It led me to find Bashir interviewing Timothy Keller on Veritas Forums... pretty good as well.


----------



## Notthemama1984

Ryan, 

Good for Keller or good against Keller?


----------



## ryanhamre

Chaplainintraining said:


> Ryan,
> 
> Good for Keller or good against Keller?


 
Good for Keller, he does a very good job answering Bashir's questions. I love Bashir's interviewing, he's quick and doesn't let the interviewee mince words. So he even takes the words and bites into Keller, and Keller systematically dismembers each and every question.

Another interesting aspect of the interview was that it took place at Columbia University...


----------



## Jack K

Excellent interview. We need more good journalists who do their research, know history, and actually understand the Christian faith.


----------



## AThornquist

There is word that Bashir is a devout Christian and attends Redeemer Presbyterian Church in NY (Keller's church).


----------



## Notthemama1984

So I just heard a response to the video from someone on facebook. It goes like this....

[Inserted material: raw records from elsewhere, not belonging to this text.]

PR #199, opened 2020-10-03
Fix confusing pointer math in HeapAudioBuffer

wrongbad:
Previously had an address right-shifting by the number of bytes in a uint16, which was non-sensical but working because right shifting by 2 is equivalent to dividing by the number of bytes in f32 (the actual intention). This change makes the code more faithful to intent.

### DIFF
--- a/audio-worklet/design-pattern/lib/wasm-audio-helper.js
+++ b/audio-worklet/design-pattern/lib/wasm-audio-helper.js
@@ -14,9 +14,6 @@
  * the License.
  */
 
-// Basic byte unit of WASM heap. (16 bit = 2 bytes)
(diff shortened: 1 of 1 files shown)


wrongbad:
@googlebot I signed it!

hoch (commented):
Sorry for the late response and thank you for your contribution.

So there's no functional change? Just clarifying pointer math?

wrongbad:
Yeah my intention was the values passed to `this._module.HEAPF32.subarray(` are exactly the same, but the computation of them is more intuitive/readable. It's been a long time since I looked at this so maybe a quick test to verify is warranted.

hoch (approved):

> Rob Bell has it wrong. Love isn't going to win. Love won 2000 years ago!


----------



## yeutter

I knew Rob Bell's father when he was a District Court judge and later a Circuit Court judge here in Ingham County. He was a good judge and a solid Evangelical. I wonder what he thinks about his son.
Martin Bashir's father must be proud of his son.


----------



## jogri17

Sonny said:


> There was no objectivity on both sides.



Journalists are required to present the truth, not allow nonsense just to allow anyone say what they want with out challenge. Rob Bell is the one refusing to answer real questions same as some politician.


----------



## cupotea

I couldn't watch any youtube video since it's blocked here in China.

Does someone know if there's any other place I could watch this interview?


----------



## PuritanCovenanter

I can't find one Duncan.


----------



## Michael

AThornquist said:


> There is word that Bashir is a devout Christian and attends Redeemer Presbyterian Church in NY (Keller's church).


 
Hey Andrew, do you mind if I ask where you've heard this?


----------



## py3ak

I'll be the contrarian on this thread (please, restrain your amazement). While I am glad to see an interviewer who really seems to care about the truth, and who is careful to frame theological questions with an unusual degree of accuracy, I think by being so aggressive, by making assertions in the form of questions, he actually gave Bell an opportunity to practice being slippery while looking decisive. Thus Bell is able to say very firmly, "No, that's not right" or "No, that's not true". I think it might have been more effective to stay more narrowly focused and let Bell trap himself with his own words.
But of course I doubt I would have done as well.


----------



## discipulo

Oecolampadius said:


> This verbal exchange is EPIC.
> Rob Bell: "And my experience has been that a lot of Christians have built whole dogmas about what happens when you die. And we have to be very careful that we don't build whole doctrines and dogmas on what is speculation. Jesus..."
> Martin Bashir: "I'm not talking about what happens when you die. I'm asking how you respond here and now. And the question I'm asking you, what you seem to be saying in this book is that God will love, will melt everyone's heart eventually, some even postmortem, in death. So you're the one making the speculation about the afterlife."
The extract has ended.